Public schools in Maryland are closed for two weeks beginning Monday. Restrictions were placed on visitors to hospitals across the state. Public gatherings of more than 250 people have been banned in an attempt to stop the virus from infecting more people in Maryland (as of this post, there are 17 confirmed cases.) The NBA and the NHL suspended their seasons. MLB’s Opening Day has been pushed back at least two weeks.
On Wednesday, the Annapolis Striders announced B&A was canceled. The next evening, Coastal Delaware followed suit. And so did just about every road race in the DMV and beyond. The St. Patrick’s Day 5K Staci and I were going to run in Allentown, Pennsylvania got canceled. The Get Pumped For Pets race on the Eastern Shore has been postponed. (I co-authored a story about the coronavirus and race cancellations for RunWashington, but it’s largely out of date now.)

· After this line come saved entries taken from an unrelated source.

PR #1136, opened 2026-07-20
Fix Logs Volume supplementary queries for PPL log queries

haarisshh10:
**What this PR does / why we need it**

Previously, Logs Volume supplementary queries were only generated for queries where metrics[0]. type was logs.

PPL log queries use the format: "logs" with metrics[0]. Type is set to count, causing them to be treated as unsuitable. As a result, the supplementary Logs Volume query was not generated, and the Logs Volume histogram was not displayed in Explore.

This change updates the suitability check also to recognize PPL log queries (queryType === "PPL" and format === "logs"), allowing the supplementary Logs Volume query to be generated while preserving the existing behavior for other query types.

Which issue(s) does this PR fix
**Fixes #1057**

**Manually verified the following scenarios:**

- PPL + Logs: The Logs Volume histogram is displayed.
- Lucene + Logs: Existing behavior remains unchanged.
- PPL + Table: No supplementary Logs Volume query is generated.
- Lucene + Metric: Existing behavior remains unchanged.


haarisshh10:
image

src/opensearchDatasource.ts
```diff
@@ -195,7 +195,12 @@ export class OpenSearchDatasource
     switch (options.type) {
       case SupplementaryQueryType.LogsVolume:
         // it has to be a logs-producing range-query
-        isQuerySuitable = !!(query.metrics?.length === 1 && query.metrics[0].type === 'logs');
+        isQuerySuitable =
```
iwysiu: This correctly recognizes PPL logs queries. The problem is what we return below: we still build a Lucene count + `date_histogram` query while copying `query.query` verbatim and omitting `queryType` (backend defaults to Lucene). That turns a PPL string like `source = idx | where …` into a Lucene `query_string` filter, so volume can render but won’t match the log query. Can we return a PPL-shaped volume query (or an explicit Lucene query with a proper filter/index) instead of reusing the PPL text as Lucene?

iwysiu (commented):
Hi @haarisshh10 , thanks for the pr!

This doesn't fully handle the issue, now the query passes through the isQuerySuitable check but we're still building a lucene query either way, while we want to build a PPL query if that's the type.

Also, can you add tests for this?

haarisshh10:
Hi @iwysiu 

Thanks for the review! I understand the issue now. While investigating, I found that getSupplementaryQuery() always constructs a Lucene-style aggregation (count + date_histogram), and I couldn't find an existing implementation in the datasource for generating a PPL logs volume query.

Would you prefer that the supplementary query preserve the original PPL query and metadata, or should it instead construct a new PPL query (for example, using stats/time bucketing) specifically for the logs volume request?

iwysiu:
Hi @haarisshh10 — thanks for digging into this!

We should **construct a new PPL logs-volume query**, not reuse the original PPL string on the Lucene count + `date_histogram` path. Keep the user’s `source` / filters, then aggregate counts into time buckets (same idea as the Lucene supplementary query).

Please use **`stats` + `span()`**, e.g. `| stats count() by span(@timestamp, 5m)` — see https://docs.opensearch.org/latest/sql-and-ppl/ppl/commands/stats/

That pattern has been available since early PPL; we shouldn’t rely on newer commands that aren’t present on all OpenSearch versions we support.

If a log level field is configured, also group by that field so the histogram can still split by level, similar to the Lucene path.

Please add tests for PPL logs (volume query generated + shape), and negative cases (PPL table / non-logs still skip supplementary volume).

Happy to iterate on the exact query shape once you have a first pass!

haarisshh10:
Hi @iwysiu 

Thanks for the review! I've updated the implementation based on the feedback:

Added a dedicated PPL logs volume builder instead of using the Lucene aggregation path.

The supplementary query now preserves the original PPL query and appends a stats count() by span(...) aggregation.

Added regression tests for PPL logs and PPL table queries.

Manually verified that PPL logs generate the supplementary log-volume-* query and that PPL table queries do not.

src/opensearchDatasource.ts
```diff
@@ -190,56 +190,80 @@ export class OpenSearchDatasource
       return undefined;
     }
 
-    let isQuerySuitable = false;
+    const isLuceneLogQuery = query.metrics?.length === 1 && query.metrics[0].type === 'logs';
+    const isPPLLogQuery = query.queryType === QueryType.PPL && query.format === 'logs';
```
iwysiu: `isLuceneLogQuery` doesn't exclude PPL. After a Lucene→PPL switch the editor often leaves `metrics: [{ type: 'logs' }]`, so PPL+table still passes the gate and hits `buildPPLLogsVolumeQuery`. Suggest branching on query type first:

```suggestion
    const isPPL = query.queryType === QueryType.PPL;
    const isLuceneLogQuery = !isPPL && query.metrics?.length === 1 && query.metrics[0].type === 'logs';
    const isPPLLogQuery = isPPL && query.format === 'logs';
```

src/opensearchDatasource.ts
```diff
@@ -190,56 +190,80 @@ export class OpenSearchDatasource
...
+    const logLevelField = this.logLevelField ? `, \`${this.logLevelField}\`` : '';
+    const statsClause = `| stats count() by span(\`${timeField}\`, \$__interval)${logLevelField}`;
+
+    return {
+      ...query,
+      refId: `${REF_ID_STARTER_LOG_VOLUME}${query.refId}`,
+      query: [queryText, statsClause].filter(Boolean).join('\n'),
+      queryType: QueryType.PPL,
+    };
+  }
```
iwysiu, line 273: Spreading `...query` keeps `format: 'logs'`. Backend `parseResponse` then uses `parseLogs`, so the volume frame gets `PreferredVisualization: logs` instead of a time series. Please set `format: 'time_series'` explicitly (and avoid spreading fields the volume path doesn't need).

src/opensearchDatasource.ts
```diff
@@ -190,56 +190,80 @@ export class OpenSearchDatasource
...
+      timeField,
+      bucketAggs,
+    };
+  }
+
+  private buildPPLLogsVolumeQuery(query: OpenSearchQuery): OpenSearchQuery {
+    const timeField = this.timeField ?? '@timestamp';
+    const queryText = query.query?.trim() || '';
+    const logLevelField = this.logLevelField ? `, \`${this.logLevelField}\`` : '';
+    const statsClause = `| stats count() by span(\`${timeField}\`, \$__interval)${logLevelField}`;
```
iwysiu: When `logLevelField` is set this becomes `| stats count() by span(...), \`level\`` (3 columns). `getTimeSeriesResponseMeta` rejects that with "response should have 2 fields but found 3". For this PR, drop the level split on the PPL path (unsplit histogram is still the fix for #1057), or extend the parser — happy either way.

src/opensearchDatasource.ts
```diff
@@ -190,56 +190,80 @@ export class OpenSearchDatasource
...
+      settings: {
+        interval: 'auto',
+        min_doc_count: '0',
+        trimEdges: '0',
+      },
+      field: timeField,
+    });
+
+    return {
+      ...query,
```
iwysiu: The old path returned a clean object (`refId`, `query`, `metrics`, `timeField`, `bucketAggs`). Spreading `...query` now drags `format` / `luceneQueryType` / etc. into the volume query. Can we keep the previous shape?

src/opensearchDatasource.test.ts
```diff
@@ -1103,6 +1103,40 @@ describe('OpenSearchDatasource', function (this: any) {
...
+      expect(
+        ds.getSupplementaryQuery(
+          { type: SupplementaryQueryType.LogsVolume },
+          {
+            refId: 'A',
+            query: 'source = logs | stats count() by host',
+            queryType: QueryType.PPL,
+            format: 'table',
+          }
+        )
```
iwysiu, line 1155: These won't catch the issues above: no `format` assertion, PPL-table fixture omits leftover `metrics`, and no `logLevelField` case. Worth asserting the full result object (including `format: 'time_series'`) plus those negatives.

iwysiu (changes requested):
Thanks for the update — dedicated PPL builder + `stats`/`span` is the right direction. A few issues still block a usable Logs Volume histogram:

**Must fix:**
- `buildPPLLogsVolumeQuery` spreads the original query and never sets `format: 'time_series'`, so the backend routes the `stats`/`span` response through `parseLogs` instead of `parseTimeSeries`.
- Grouping by `logLevelField` produces 3 columns; the PPL time-series parser only accepts 2 (`response should have 2 fields but found 3`). Prefer dropping the level split for PPL in this PR, or extending the parser.
- Suitability check: `isLuceneLogQuery` doesn't exclude PPL, so a PPL+table query that still carries leftover Lucene `metrics: [{ type: 'logs' }]` incorrectly gets a volume query. Branch on `queryType` first.

**Should fix:**
- Don't `...query` in `buildLuceneLogsVolumeQuery` — keep the previous clean return shape.
- `$__interval` isn't substituted on the PPL backend path the way Lucene batch encoding does; consider deriving the span from the request interval (and skip empty query text).
- Tighten tests: assert full query/`format`, leftover-metrics PPL table negative case, and (if kept) logLevelField behavior.

Verified the format and 3-column parser behaviors against the current PPL response parser.

haarisshh10:
Hello @iwysiu 

Thanks for the detailed review! I've addressed the requested implementation changes around the suitability check, format: "time_series", removing the PPL log-level split, and returning clean supplementary query objects. I also strengthened the regression tests.

Regarding the interval comment, I investigated it before updating further. In my local testing, the generated PPL supplementary query is sent to /api/ds/query with the interval already resolved (for example span(@timestamp, 5s) rather than span(@timestamp, $__interval)), so I wasn't able to reproduce $__interval reaching the backend unchanged. If there's a specific scenario where interpolation doesn't happen, I'd be happy to adjust the implementation to derive the span from the request interval instead.

src/opensearchDatasource.test.ts
```diff
@@ -1103,6 +1103,43 @@ describe('OpenSearchDatasource', function (this: any) {
...
+          format: 'logs',
+        }
+      );
+
+      expect(result).toMatchObject({
+        refId: 'log-volume-A',
+        queryType: QueryType.PPL,
+        format: 'time_series',
+      });
+      expect(result?.query).toContain('stats count()');
```
iwysiu: Nit: You know what the expected query is so you could just test this as an equals

iwysiu (commented):
Hi @haarisshh10 ! Thanks for the edits. I looked into the `$__interval`  logic and I saw the same thing.

Almost approved! I have one optional testing note, but before I can merge this I need you to sign both of these commits, its [required for the repo](https://github.com/grafana/opensearch-datasource/blob/main/CONTRIBUTING.md#signed-commits-are-required)

iwysiu (commented):
@haarisshh10 Thanks for work!
One last thing: I ran the tests and `returns logs volume query for PPL logs` expects pipes rewritten onto separate lines, but the builder only appends `\n| stats…`, can you update the assertion to match?

iwysiu (dismissed):

iwysiu:
@haarisshh10 Github is still saying that not all the commits are verified, can you double check that?

haarisshh10:
Hi @iwysiu 
Thanks! I've updated the branch, and all commits are now verified. Please let me know if there's anything else I should address.

iwysiu (approved):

I contemplated continuing to search for another marathon to save my hard work from going to waste — the Pittsburgh Marathon in May is still on as of this writing, but I feel like it’s only a matter of time until that gets canceled, too. There’s really no point in registering. I’m still registered for the Chicago and Philly marathons this fall, and I assume things will have calmed down by then — but that’s outside of the Boston 2021 qualifying window, so I’ll have to shoot for 2022.
(As an aside, the Boston Athletic Association announced today that they are postponing the 2020 marathon until September. Totally the right decision — runners work way too hard to get there to have that just taken away from them!)
I’m bummed out, but I also recognize that these are steps that we need to take to hopefully prevent a major public health crisis. Am I worried about getting COVID-19? Not really. I’m very healthy and rarely get sick. I can’t even recall the last time I was seriously ill. I am pretty sure that if I got coronavirus, I’d be like the vast majority of people who get it and recover relatively quickly. Maybe I’d barely notice the symptoms. The bigger concern is passing it along to someone who is not as healthy and has a compromised immune system. I don’t want to get the virus and then pass it on to someone who could develop pneumonia and die.
And is running Boston 2021 really THAT important? I ran the marathon last year. I loved it. Seriously, the day I ran the Boston Marathon is easily among my favorite days ever. But there are so many more Bostons to come and I know I have so many more chances to qualify and run from Hopkinton to Boston.
It sucks, because I really thought a BQ and a marathon PR were mine next month. But I’ll dial back on my training (I’ll still keep on running a lot — I just won’t be following any kind of training plan at the moment) and then kick it back up again in June to prepare for Chicago. My calendar is now clear of races until the Get Pumped For Pets 15K and the St. Michael’s Half Marathon, both in May. We’ll see if things are back to normal then — I know there is a chance they won’t be. (Hence my hesitation at signing up for Pittsburgh.)
At the end of the day, it’s just running. I’ll keep on doing it because I love it and look forward to the day that I can race again. Because that day will come!